National authority and systems
  • The authorization systems section has been simplified; it no longer lists the responsibilities of national authorities but indicates they will have “defined duties”.
  • It no longer specifies the registration of brokers or prevention of diversion.
  • The notification systems section is simplified but largely remains the same.

Record keeping, reporting, and transparency
  • The new version specifies records shall be kept for a minimum of 20 years, as opposed to 10 in the original draft.
  • It no longer specifies that records shall be kept for denials.
  • It indicates that state parties must submit their annual reports not just to the Implementation Support Unit but also to the UN Register of Conventional Arms.

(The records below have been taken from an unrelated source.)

PR #10202, opened 2022-07-01
Fix maven pom files

deannagarcia:
Add dependencies flag to pom template since java_export doesn't add the tag.

Change the new pom version to match the rest of the repository.

### DIFF
--- a/java/protoc/pom.xml
+++ b/java/protoc/pom.xml
@@ -8,7 +8,7 @@
   </parent>
   <groupId>com.google.protobuf</groupId>
   <artifactId>protoc</artifactId>
-  <version>3.21.2-rc1</version>
+  <version>3.21.2</version>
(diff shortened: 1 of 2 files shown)


java/protoc/pom.xml
```diff
@@ -8,7 +8,7 @@
   </parent>
   <groupId>com.google.protobuf</groupId>
   <artifactId>protoc</artifactId>
-  <version>3.21.2-rc1</version>
+  <version>3.21.2</version>
```
fowles, line 11: seems weird for this to be the specified version on the main branch

deannagarcia: Yeah I left it at that from testing and recently realized I had never changed it back, which is why it's changing now. All of the other files have 3.21.2.

fowles (approved):

PR #10212, opened 2022-07-05
Update rules_kotlin version

Wyverald:


Wyverald:
gentle ping -- this is required to fix protobuf redness on Bazel CI

PR #10213, opened 2022-07-06
Fixed the compilation error of recursive template depth limit exceeding.

junyang-zh:
While we work on real projects in production, here comes a compilation error when field counts tend to be large.

```plain
include/google/protobuf/repeated_field.h:145:1: fatal error: recursive template instantiation exceeded maximum depth of 1024
    PROTO_MEMSWAP_DEF_SIZE(__uint128_t, (1u << 31))
include/google/protobuf/repeated_field.h:135:5: note: expanded from macro 'PROTO_MEMSWAP_DEF_SIZE'
    memswap<kSize - sizeof(reg_type)>(p + sizeof(reg_type), \
[...]
[neutralized].pb.cc:349526:38: note: in instantiation of function template specialization 'google::protobuf::internal::memswap<28136>' requested here
  ::PROTOBUF_NAMESPACE_ID::internal::memswap<
```

toolchain: clang 11

I fixed it by adding a fall back when `kSize` exceeds 512 to avoid the error. Also a unit test is added.


sbenzaquen:
Thanks for the report.
This was fixed with a different approach in commit e8ab276325d9a7598a118022e421cbed581000f6

PR #10220, opened 2022-07-06
Slightly prettier way to express int min

fowles:


mcy (approved):

fowles:
Linux32 bit failure is unrelated

PR #10221, opened 2022-07-06
Adopt FFI

JasonLunn:
Opening this PR in order to get visibility on any potential Kokoro issues introduced by the branch.


JasonLunn:
This PR passes all tests again.

@mkruskal-google for review of changes to Bazel-ization.
@haberman - there are a few TODO messages left in this PR that I'd like to review with you at your convenience.

haberman:
It looks like this PR is proposing to migrate all of JRuby and CRuby to FFI.

We cannot migrate CRuby until we have validated the performance. Do you have performance numbers?

Last we talked my understanding was that this regresses CRuby significantly.

JasonLunn:
It turns out that all performance was significantly negatively impacted by the same issue that was causing memory corruption. Now that has been addressed, I think there is a more compelling case for a general migration. I can post the numbers here or share them with you when I see you later this week.

.bazelrc
```diff
@@ -1 +1,2 @@
-build --cxxopt=-std=c++14
\ No newline at end of file
+build --cxxopt=-std=c++14
+build --action_env=GEM_HOME
```
mkruskal-google, line 2: Ah this is a *really* good idea!  Some suggestions to cover this more thoroughly:
--action_env=PATH --action_env=GEM_PATH --action_env=GEM_HOME

--action_env=DOTNET_CLI_TELEMETRY_OPTOUT=1
--action_env=DOTNET_SYSTEM_GLOBALIZATION_INVARIANT=1

The latter are to cover some similar awkwardness around the current state of C#

ruby/BUILD.bazel
```diff
@@ -26,43 +26,31 @@ filegroup(
...
-        ":java_ruby": ["@platforms//:incompatible"],
+        "@platforms//os:linux": ["@platforms//:incompatible"],
         "//conditions:default": ["@platforms//os:osx"],
     }),
 )
 
 internal_ruby_extension(
     name = "protobuf_c",
-    extension = "lib/google/protobuf_c.so",
+    extension = "ext/google/x86_64-linux/libprotobuf_c.so",
```
mkruskal-google, line 49: This will break on other architectures won't it?

ruby/BUILD.bazel
```diff
@@ -116,7 +103,7 @@ inline_sh_test(
     ],
     cmd = """
         pushd `dirname $(location Rakefile)`
-        RUBYLIB=../src:tests:. BAZEL=true rake test
```
mkruskal-google, line 119: Moving this to the kokoro runner doesn't really have the same effect.  If someone were to try to run this manually via Bazel this flag would no longer be set and I think it would break.  The fact that you added it to the kokoro runner just kindof masks that breakage

ruby/BUILD.bazel
JasonLunn: Yes it would, but this is one of only two architectures we use on CI. Per our chat earlier this week, this branch assumes that we're only solving for releasing source gem.

ruby/BUILD.bazel
JasonLunn: Should it go in `.blazerc` as well, then? While this target is unlikely to get much use outside of Kokoro (community Ruby developers are much more likely to just run `rake test` directly) or `travis-test.sh`, I agree we should strive to make it universally runnable.

.bazelrc
JasonLunn: Would you like to see the other places where those environment variables are set migrated here, or do we need them set in multiple places?

ruby/BUILD.bazel
mkruskal-google: Yea that makes sense, I guess my concern is for development and expansion of our cross-architecture CI builds.  We could always add more of these as needed though.

You should definitely mark these as only compatible with the specific architecture tho, so that wildcard bazel expansions don't pick them up on the wrong platform

.bazelrc
mkruskal-google: Yea if we could remove those from our kokoro builds and docker images that would be amazing too!  I think centralizing all of this temporary ugliness here is a better state to be in, and it brings up one step closer to getting `bazel test //...` working :) (see https://github.com/protocolbuffers/protobuf/issues/10427)

ruby/BUILD.bazel
mkruskal-google: Yea that's a good idea

.bazelrc
JasonLunn: Leaving the DOTNET changes out here, can make a follow up PR to address non-Ruby changes.

ruby/BUILD.bazel
JasonLunn: Done

haberman:
Closing this PR in favor of https://github.com/protocolbuffers/protobuf/pull/11483

PR #10222, opened 2022-07-06
Upgrade to Composer 2

deannagarcia:
Composer 1 is now deprecated and we must migrate to use composer 2 instead in our docker files.

### DIFF
--- a/kokoro/linux/dockerfile/test/php_32bit/Dockerfile
+++ b/kokoro/linux/dockerfile/test/php_32bit/Dockerfile
@@ -47,8 +47,10 @@ RUN cd /var/local \
   && make install
 
 # Install composer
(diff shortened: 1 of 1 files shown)


fowles (approved):
We are going to need to backport this to older branches that have the same failure

fowles:
Kokoro failure on this PR:

```
+ docker pull protobuftesting/php_32bit_afb0dc499fbe4de39dc88179628be73f31353bfc
Using default tag: latest
Error response from daemon: pull access denied for protobuftesting/php_32bit_afb0dc499fbe4de39dc88179628be73f31353bfc, repository does not exist or may require 'docker login'
```

deannagarcia:
I have to rebuild and push the docker image, working on that now.

PR #10241, opened 2022-07-11
Add bazel rule to build C# release artifacts

deannagarcia:
The new release script will build both Google.Protobuf and Google.Protobuf.Tools. Installing nuget/dotnet will be done in the docker image and setting up the necessary executable paths for Google.Protobuf.Tools will be done in internal preprocessing.


csharp/build_release.sh
```diff
@@ -0,0 +1,17 @@
+#!/bin/bash
+
+cd $(dirname $(readlink $BASH_SOURCE))
+
+#Disable some unwanted dotnet options
```
jskeet, line 5: Tiny nit-pick: I would suggest having a space after the `#` in each comment line, for readability. (Having looked at a couple of shell scripts in the root directory, it looks like that's common in this repo too.)

jskeet (approved):
Just one tiny nit-pick that I've suggested for comments.

csharp/build_release.sh
deannagarcia: Fixed!

csharp/BUILD.bazel
```diff
@@ -51,3 +52,9 @@ pkg_files(
     strip_prefix = strip_prefix.from_root(""),
     visibility = ["//pkg:__pkg__"],
 )
+
+sh_binary(
+  name = "release",
+  srcs = ["build_release.sh"],
+  args = ["$(location build_release.sh)"],
```
perezd, line 59: what is this for? I don't see it used in the script

perezd (approved):
LGTM, Are there already changes in the base docker image for nuget/donet binaries?

deannagarcia:
> LGTM, Are there already changes in the base docker image for nuget/donet binaries?

Yep, they were already added!

csharp/BUILD.bazel
deannagarcia: This is the bazel target to run the bash script so we can just `bazel run //csharp:release`

PR #10244, opened 2022-07-12
Expose plugin protos for C#

jskeet:
The first commit here is just tidying up, effectively, and doesn't require a release note.

The second commit is the important one, exposing the plugin protos under the namespace Google.Protobuf.Compiler. This will be a semi-breaking change (generating a warning) for any project which already generates their own local copy of this proto, but is easily fixed by simply removing the local copy.


amanda-tarafa (approved):
LGTM

fowles (approved):

PR #10245, opened 2022-07-12
Handle long as integer

fjtirado:
Both should be mapped to json number. Right now, for longs, we are
always quouting them, so they are really mapped to json string.


jskeet:
From https://developers.google.com/protocol-buffers/docs/proto3#json for int64, fixed64, uint64:

> JSON value will be a decimal string. Either numbers or strings are accepted.

So it looks like this is behaving as intended and documented. The reason for this is that beyond the range of int32, many integers can't be exactly represented as 64-bit IEEE-754 decimal values.

fjtirado:
> From https://developers.google.com/protocol-buffers/docs/proto3#json for int64, fixed64, uint64:
> 
> > JSON value will be a decimal string. Either numbers or strings are accepted.
> 
> So it looks like this is behaving as intended and documented. The reason for this is that beyond the range of int32, many integers can't be exactly represented as 64-bit IEEE-754 decimal values.
@jskeet  Good, thanks for the explantion (somehow I suspected this was intentional, but I was unable to find out the reason) Closing this.

PR #10243, opened 2022-07-11
Adding Github Action to keep CMake generated file lists up to date

mkruskal-google:

PR #10254, opened 2022-07-14

haberman:


build_files_updated_unittest.sh
```diff
@@ -0,0 +1,62 @@
+#!/bin/bash
```
acozzette, line 1: I think something went wrong with the merge here because in #10243, this file was recently deleted and cmake/update_file_lists.sh was added.

PR #10256, opened 2022-07-15
Update C#-specific README

jskeet:
In particular, this removes the now-inaccurate instructions for building
Google.Protobuf targeting .NET 3.5.


jskeet:
@fowles: If you could merge after review (assuming you're happy) that would be great.

fowles (approved):

PR #10259, opened 2022-07-16
Remove final modifier on private methods. It's useless.

Okapist:


Okapist:
Just small change before big change. Not to be first time committer with all it's problems.

deannagarcia (approved):
Thanks for this change and thinking ahead for future changes :)

PR #14670, opened 2023-11-07
Recover version.json to main/26-dev

shaod2:


shaod2:
Seems like https://github.com/protocolbuffers/protobuf/actions/runs/6788246701/job/18452841139?pr=14670 is failing on finding a 26 version file

zhangskz:
Thanks! I think this might've been an issue with our accidental late Copybara import since the internal MergeToMain PR actually looked correct here: https://github.com/protocolbuffers/protobuf/pull/14617/files#diff-093664cc0c7cf4a76165141e93265eeb139f655bbee8105ed3ee2534a612354c

This still needs to land in Piper first though (so have Copybara import as a CL to land, or import this manually).

zhangskz (approved):

shaod2:
Done separately

PR #14703, opened 2023-11-09
Add support for extensions in CRuby, JRuby, and FFI Ruby

### LINKED ISSUE #1198: No way to use custom options in Ruby

JasonLunn:
Follow up to #14594, which added support for custom options, this PR implements extensions support, which should fully resolve #1198.


src/google/protobuf/compiler/ruby/ruby_generator.cc
```diff
@@ -323,6 +330,9 @@ bool GenerateFile(const FileDescriptor* file, io::Printer* printer,
   for (int i = 0; i < file->enum_type_count(); i++) {
     GenerateEnumAssignment("", file->enum_type(i), printer);
   }
+  for (int i = 0; i < file->extension_count(); i++) {
```
haberman, line 333: This handles the case of top-level extensions, but we also need to handle the case of extensions nested in other messages.

Maybe add a test for this case, and then change the code generator accordingly?

JasonLunn: Added, plus tests for MessageSet.

haberman (approved):

ruby/ext/google/protobuf_c/defs.h
```diff
@@ -79,4 +79,7 @@ extern VALUE generated_pool;
 // Call at startup to register all types in this module.
 void Defs_register(VALUE module);
 
+// FieldDescriptor
+VALUE FieldDescriptor_get(VALUE _self, VALUE msg_rb);
```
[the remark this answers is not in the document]
JasonLunn: Reverted

haberman (approved):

  • The new version adds the requirement for states parties to adopt measures to inspect and seize shipments.

Implementation Support Unit
  • No longer specifies that it will act as repository for transfer denials.

International cooperation and assistance
  • The first paragraph specifies that exchange of information is voluntary.
  • The section on assistance is significantly simplified, only specifying that states parties may offer or receive assistance through various channels.

Victims’ assistance
  • The two paragraphs on provision of victims’ assistance have been eliminated.

Final provisions
  • Entry into force is now specified to occur 30 days after the 65th ratification or accession or three years after the 30th ratification or accession, whichever happens first.
  • The amendment provision has been expanded to specify that amendments will be considered at Amendment Conferences if a majority of states parties notify the ISU that they support further consideration of the proposed amendment no more than 90 days after its circulation.
  • It also specifies that amendments shall be adopted by consensus of the states parties present at the Amendment Conference.
  • The section on consultation no longer specifies that when considering a potential transfer denial, the parties involved are encourage to consult with each other to allow the recipient country an opportunity to avoid  the denial.
  • A new paragraph indicates that states parties shall apply the treaty to all transfers including to those states not party to the treaty.
  • It also specifies that states parties cannot enter other agreements that undermine the goals and objectives of the ATT.